CouchDB Jobs Application

Run background jobs in CouchDB

Design (RFC) discussion:

This is a description of some of the modules:

  • couch_jobs: The main API module. It contains functions for creating, accepting, executing, and monitoring jobs. A common pattern in this module is to get a jobs transaction object (named JTx throughout the code), then start a transaction and call a bunch of functions from couch_jobs_fdb in that transaction.

  • couch_jobs_fdb: This is a layer that talks to FDB. There is a lot of tuple packing and unpacking, reading ranges and also managing transaction objects.

  • couch_jobs_pending: This module implements the pending jobs queue. These functions could all go in couch_jobs_fdb but the implemention was fairly self-contained, with its own private helper functions, so it made sense to move to a separate module.

  • couch_jobs_activity_monitor: Here is where the “activity monitor” functionality is implemented. That's done with a gen_server instance running for each type. This gen_server periodically check if there are inactive jobs for its type, and if they are, it re-enqueues them. If the timeout value changes, then it skips the pending check, until the new timeout expires.

  • couch_jobs_activity_monitor_sup : This is a simple one-for-one supervisor to spawn couch_jobs_activity_monitor instances for each type.

  • couch_jobs_type_monitor : This is a helper process meant to be spawn_link-ed from a parent gen_server. It then monitors activity for a particular job type. If any jobs of that type have an update it notifies the parent process.

  • couch_jobs_notifier: Is responsible for subscriptions. Just like with activity monitor there is a gen_server instance running per each type. It uses a linked couch_jobs_type_monitor process to wait for any job updates. When an update notification arrives, it can efficiently find out if any active jobs have been updated, by reading the (?JOBS, ?ACTIVITY, Type, Sequence) range. That should account for the bulk of changes. The jobs that are not active anymore, are queried individually. Subscriptions are managed in an ordered set ETS table.

  • couch_jobs_notifier_sup: A simple one-for-one supervisor to spawn couch_jobs_notifier processes for each type.

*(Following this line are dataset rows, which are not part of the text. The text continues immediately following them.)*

PR #713, opened 2017-02-02
HLSL: fix copies between arrays of structs of builtins, and arrayed b…

steve-lunarg:
…uiltins.

Structs are split to remove builtin members to create valid SPIR-V.  In this process, an outer structure array dimension may be propegated onto the now-removed builtin variables.  For example, a mystruct[3].position ->
position[3].  The copy between the split and unsplit forms would handle this in some cases, but not if the array dimension was at different levels of aggregate.

It now does this, but may not handle arbitrary composite types.  Unclear if that has any semantic meaning for builtins anyway.

### DIFF
--- a/Test/baseResults/hlsl.struct.split.assign.frag.out
+++ b/Test/baseResults/hlsl.struct.split.assign.frag.out
@@ -37,6 +37,18 @@ gl_FragCoord origin is upper left
 0:7                0 (const int)
 0:7            Constant:
 0:7              0 (const int)
+0:7        move second child to first child (temp 4-component vector of float)
+0:7          pos: direct index for structure (temp 4-component vector of float)
+0:7            direct index (temp structure{temp float f, temp 4-component vector of float pos})
+0:?               'input' (temp 3-element array of structure{temp float f, temp 4-component vector of float pos})
+0:7              Constant:
+0:7                0 (const int)
+0:7            Constant:
+0:7              1 (const int)
+0:7          direct index (in 4-component vector of float FragCoord)
+0:?             'input_pos' (in 3-element array of 4-component vector of float FragCoord)
+0:7            Constant:
+0:7              0 (const int)
 0:7        move second child to first child (temp float)
 0:7          f: direct index for structure (temp float)
 0:7            direct index (temp structure{temp float f, temp 4-component vector of float pos})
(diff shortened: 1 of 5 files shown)


Test/baseResults/hlsl.struct.split.assign.frag.out
```diff
@@ -184,14 +256,14 @@ gl_FragCoord origin is upper left
...
-                              Name 62  "input_pos"
+                              Name 48  "input_pos"
+                              Name 67  "@entryPointOutput"
+                              Name 68  "param"
+                              Name 70  "param"
                               Decorate 32(i) Location 0
                               Decorate 39(input) Location 1
-                              Decorate 54(@entryPointOutput) Location 0
-                              Decorate 62(input_pos) BuiltIn FragCoord
+                              Decorate 48(input_pos) BuiltIn FragCoord
```
johnkslang: Is an array of FragCoord supposed to mean something? I don't think it is valid SPIR-V, and wouldn't be surprised if it is rejected.

I see it is true to the test source though, and may be an interesting test.

However, if this is a shader that is supposed to work, I wonder if it should become a scalar.

steve-lunarg: That one is an invented test to test some splitting functionality, and doesn't necessarily make semantic sense.

Test/baseResults/hlsl.struct.split.nested.geom.out
```diff
@@ -267,37 +341,53 @@ output primitive = triangle_strip
...
+              66:    7(fvec4) Load 65
+              67:     33(ptr) AccessChain 42(tin) 64 27
+                              Store 67 66
+              68:     54(ptr) AccessChain 53(tin) 64 27
+              69:    8(fvec2) Load 68
+              70:     39(ptr) AccessChain 42(tin) 64 35
+                              Store 70 69
+              73:          12 Load 42(tin)
+                              Store 72(param) 73
+              75:           2 FunctionCall 24(@main(struct-PS_IN-vf4-vf21[3];struct-GS_OUT-struct-PS_IN-vf4-vf21-struct-STRUCT_WITH_NO_BUILTIN_INTERSTAGE_IO-f1[2]-i111;) 72(param) 74(param)
```
johnkslang: The output parameter, and copy if it to the IO output seems missing, though that is probably a separate problem. I'll look at that after accepting this.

  • couch_jobs_server: This is a gen_server which keeps track of job types. It then starts or stops activity monitors and notifiers for each type. To do that it queries the (?JOBS, ?ACTIVITY_TIMEOUT) periodically.

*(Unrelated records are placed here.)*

PR #720, opened 2017-02-06
Added --vn option to generate a C header file containing a variable a…

flaviobortot:
…ssigned to the hex representation of the shader. This is a standard feature on Microsoft's HLSL compiler and it allows developers to include pre-compiled shaders directly into the code. This option enables "Hex output", so it is NOT required to specify -x as well. The output file name is preserved, so no ".h" extension is added. If you want the output file to have ".h" extension then you have to specify it on the output file name. The generated header file uses the "#pragma once" pragma to avoid multiple inclusions.

### DIFF
--- a/SPIRV/GlslangToSpv.cpp
+++ b/SPIRV/GlslangToSpv.cpp
@@ -5254,11 +5254,15 @@ void OutputSpvBin(const std::vector<unsigned int>& spirv, const char* baseName)
 }
 
 // Write SPIR-V out to a text file with 32-bit hexadecimal words
-void OutputSpvHex(const std::vector<unsigned int>& spirv, const char* baseName)
+void OutputSpvHex(const std::vector<unsigned int>& spirv, const char* baseName, const char* varName)
 {
     std::ofstream out;
     out.open(baseName, std::ios::binary | std::ios::out);
     out << "\t// " GLSLANG_REVISION " " GLSLANG_DATE << std::endl;
+	if (varName != nullptr) {
+		out << "\t #pragma once" << std::endl;
+		out << "const uint32_t " << varName << "[] = {" << std::endl;
+	}
     const int WORDS_PER_LINE = 8;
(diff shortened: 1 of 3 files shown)


SPIRV/GlslangToSpv.cpp
```diff
@@ -5254,11 +5254,15 @@ void OutputSpvBin(const std::vector<unsigned int>& spirv, const char* baseName)
 }
 
 // Write SPIR-V out to a text file with 32-bit hexadecimal words
-void OutputSpvHex(const std::vector<unsigned int>& spirv, const char* baseName)
+void OutputSpvHex(const std::vector<unsigned int>& spirv, const char* baseName, const char* varName)
 {
     std::ofstream out;
     out.open(baseName, std::ios::binary | std::ios::out);
     out << "\t// " GLSLANG_REVISION " " GLSLANG_DATE << std::endl;
+	if (varName != nullptr) {
```
johnkslang: No tabs please; use four spaces per indent.

StandAlone/StandAlone.cpp
```diff
@@ -302,7 +303,20 @@ void ProcessArguments(int argc, char* argv[])
                     } else if (lowerword == "no-storage-format" || // synonyms
                                lowerword == "nsf") {
                         Options |= EOptionNoStorageFormat;
-                    } else if (lowerword == "source-entrypoint" || // synonyms
+					}
+					else if (lowerword == "variable-name" || // synonyms
```
johnkslang: use `} else` on the same line.

StandAlone/StandAlone.cpp
```diff
@@ -302,7 +303,20 @@ void ProcessArguments(int argc, char* argv[])
...
+						lowerword == "vn") {
+						Options |= EOptionOutputHexadecimal;
+						variableName = argv[1];
+						if (argc > 0) {
+							argc--;
+							argv++;
+						}
+						else
```
johnkslang: `} else` and spaces, not tabs.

  • couch_jobs_sup: This is the main application supervisor. The restart strategy is rest_for_one, meaning that a when a child restarts, the sibling following it will restart. One interesting entry there is the first child which is used just to create an ETS table used by couch_jobs_fdb to cache transaction object (JTx mentioned above). That child calls init_cache/0, where it creates the ETS then returns with ignore so it doesn't actually spawn a process. The ETS table will be owned by the supervisor process.